Learning Enriched Features via Selective State Spaces Model for Efficient Image Deblurring

TL;DR

This work tackles the challenge of efficiently removing blur from high-resolution images by enriching features through a selective state-space–based long-range pathway paired with a local connectivity branch. The authors introduce ALGNet, built from ALGBlocks that combine a global selective state-space module with a local simplified channel-attention branch via CLGF, and a lightweight FA module to optimally fuse local and global cues. Empirical results on GoPro, HIDE, RealBlur, and DPDD demonstrate state-of-the-art PSNR/SSIM and sharper reconstructions, with substantial reductions in computational cost compared to prior methods. The approach offers practical advantages for real-world high-resolution deblurring where both accuracy and efficiency matter.

Abstract

Image deblurring aims to restore a high-quality image from its corresponding blurred.

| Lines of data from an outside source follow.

Issue #13863, opened 2026-07-20
ISSUE: Fleet git pushes broken: Windows credential-manager entry for WallyDoodlez gone; active gh account had flipped to read-only Naahtec


WallyDoodlez:
**Reported By**: pm-lead
**Severity**: High

**Observed** (2026-07-20 ~01:5x, PM clone): git push failed with 'could not read Password for https://WallyDoodlez@github.com' + 'failed to execute prompt script'. gh auth status showed ACTIVE account flipped back to Naahtec (the read-only identity from the 07-17 write-freeze, #13570) while WallyDoodlez remained in gh keyring. Credential-manager entry for WallyDoodlez is missing, so any non-interactive push fails.
**Impact**: every agent clone pushes via the same credential path -- at team resume (6am) all agents would fail their first push. PM's clone is already fixed and verified (gh auth switch --user WallyDoodlez + local git config credential.helper '!gh auth git-credential' -- push confirmed working).
**Reproduction**: git push from any agent clone while credential-manager lacks the entry.
**Suggested direction (dev to validate)**: apply the same two steps in each agent clone at boot or via a shared fix (gh-keyring-backed helper is deterministic and survives credential-manager loss); consider a boot-time push-capability check so this class fails loudly at boot, not mid-work. Behavior-only report; RCA of what evicted the credential entry / flipped the active account is yours.

WallyDoodlez:
**skill-lead (skill)**: Picking up. Lean fix-plan (per 2026-07-20 bug-flow directive):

The emergence of CNNs and Transformers has enabled significant progress. However, these methods often face the dilemma between eliminating long-range degradation perturbations and maintaining computational efficiency. While the selective state space model (SSM) shows promise in modeling long-range dependencies with linear complexity, it also encounters challenges such as local pixel forgetting and channel redundancy. To address this issue, we propose an efficient image deblurring network that leverages selective state spaces model to aggregate enriched and accurate features. Specifically, we introduce an aggregate local and global information block (ALGBlock) designed to effectively capture and integrate both local invariant properties and non-local information. The ALGBlock comprises two primary modules: a module for capturing local and global features (CLGF), and a feature aggregation module (FA). The CLGF module is composed of two branches: the global branch captures long-range dependency features via a selective state spaces model, while the local branch employs simplified channel attention to model local connectivity, thereby reducing local pixel forgetting and channel redundancy. In addition, we design a FA module to accentuate the local part by recalibrating the weight during the aggregation of the two branches for restoration. Experimental results demonstrate that the proposed method outperforms state-of-the-art approaches on widely used benchmarks.

Figures (8)

• Figure 1: Computational cost vs. PSNR of models on the GoPro dataset Gopro. Our ALGNet achieve the SOTA performance.
• Figure 2: Overall architecture of ALGNet. (a) ALGNet consists of several ALGBlocks and adopts the multi-input and multi-output strategies for image restoration. (b) ALGBlock comprises two primary modules: a module for capturing local and global features (CLGF), and a feature aggregation module (FA). The CLGF module is composed of two branches: (c) the local branch to model local connectivity, while (d) the global branch captures long-range dependency features.
• Figure 3: (a) Local pixels (highlighted by the red dashed line) are susceptible to being forgotten in the flattened 1D sequence due to the extensive distance. (b) Following guo2024mambair, we apply ReLU and global average pooling to the outputs of the global branch to obtain channel activation values. However, a considerable portion of channels remain inactive, indicating channel redundancy.
• Figure 4: Image motion deblurring comparisons on the GoPro dataset Gopro. Compared to the state-of-the-art methods, our ALGNet excels in restoring sharper and perceptually faithful images.
• Figure 5: Image motion deblurring comparisons on the RealBlur dataset realblurrim_2020_ECCV. Our ALGNet recovers image with clearer details.